Exercise material:

=======

PR #436, opened 2024-05-26
Convert recent file to json

MatthewJohn:
Replace methods for interacting with recent file with two methods:
 * get recent versions (which ignores all errors and always returns a list - only populated if the data could be successfully read)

=======

Description of the task:
Going line by line, set down the data above exactly as given.

Your response:
PR #436, opened 2024-05-26
Convert recent file to json

MatthewJohn:
Replace methods for interacting with recent file with two methods:
 * get recent versions (which ignores all errors and always returns a list - only populated if the data could be successfully read)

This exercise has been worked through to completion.